Developmental switches — genes that are necessary and sufficient to specify a particular anatomical part, such as the eye — have more or less become household concepts. This logic has now been extended beyond morphological development by the finding that a complicated behaviour is also determined by a switch-like mechanism, one that involves the alternative splicing of a single gene.

In fruit flies, courtship is mostly a male affair: the male's elaborate ritual is rather complex, and therefore would intuitively call for a complex genetic explanation. However, one of the many genes involved in the courtship ritual would indicate otherwise: strong loss-of-function mutations of fruitless (fru), which encodes a zinc-finger protein, specifically abolish male courtship, and weaker ones disrupt individual steps of the process. fru is therefore involved exclusively in male courtship and sexual orientation, and does not influence sexual morphology. Could fru be the switch gene for this particular set of sexual behaviours? This was first hinted at by the fact that males and females have differently spliced isoforms of the fru mRNA, but the idea remained to be tested.

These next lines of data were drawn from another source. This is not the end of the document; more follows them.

PR #4659, opened 2023-10-05
Update "Using with Upgrades" page for 5.0

ericglau:
Updates the "Using with Upgrades" page as follows:
- Changes the Hardhat example to use ethers v6
- Describe peer dependency on `@openzeppelin/contracts` and that it is used for interfaces and libraries
  - Includes this package in the npm install instructions.  Even though it is a peer dependency and would be installed automatically by recent versions of npm, it would be better practice to install it directly so that it is included in the user's `package.json`.
- Describe namespaced storage instead of gaps


Amxx (approved):
LGTM

ernestognw (approved):

ericglau:
Added a note that inheritance order can be changed, as long as all inherited contracts use namespaced storage.

Amxx (approved):

ernestognw (approved):

PR #4674, opened 2023-10-11
Update SupportsInterface.behavior.js

mvillere:
Add Interface for ERC1155MetadataURI, so ERC1155 contracts can be fully checked (OZ ERC1155 supportsInterface() call will return true for both ERC1155 and ERC1155MetadataURI)

Fixes #???? 

Added ERC1155MetadataURI interface definition, so that tests can be run using ERC1155MetadataURI key.
My company maintains its own version of this definition here: https://github.com/NFTCulture/nftc-contracts/blob/main/src/utils/introspection/OZ_Interfaces.ts

We use use that definition in our own typescript tests. We tested our own implementation of shouldSupportInterfaces (https://github.com/NFTCulture/nftc-contracts/blob/main/src/utils/introspection/test/behaviors/SupportsInterfaces.ts) and an ERC1155 contract derived from OZ ERC1155, and the tests pass as expected.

The authors engineered lines of fly that contained male-only (fruM) or female-only (fruF) isoforms, and looked at the morphological and behavioural consequences. Consistent with the hypothesis that the male-specific fru isoform is required for male courtship, males that contain fruF do not court. By contrast, females that contain either of the two fruM isoforms behave like males: they court females (or males that make female pheromones) and do so by carrying out all but the last steps of the male courting ritual. The neat sex role-reversal induced by a single-gene isoform shows that the male-specific splicing of fru is necessary and sufficient for sexual orientation and behaviour.

How the sex-specific isoforms induce radically different behaviours is not clear: the authors of a second paper identify a functional circuit of fruM-expressing neurons; however, the circuits are anatomically similar in males and females, so sex-specific differences must lie in how the circuit functions.

Several complex behaviours have been analysed genetically (see the Review on p521) and are indeed turning out to be quite complicated. However, the courtship example highlights the potential of opening up other innate, sex-specific behaviours to genetic scrutiny.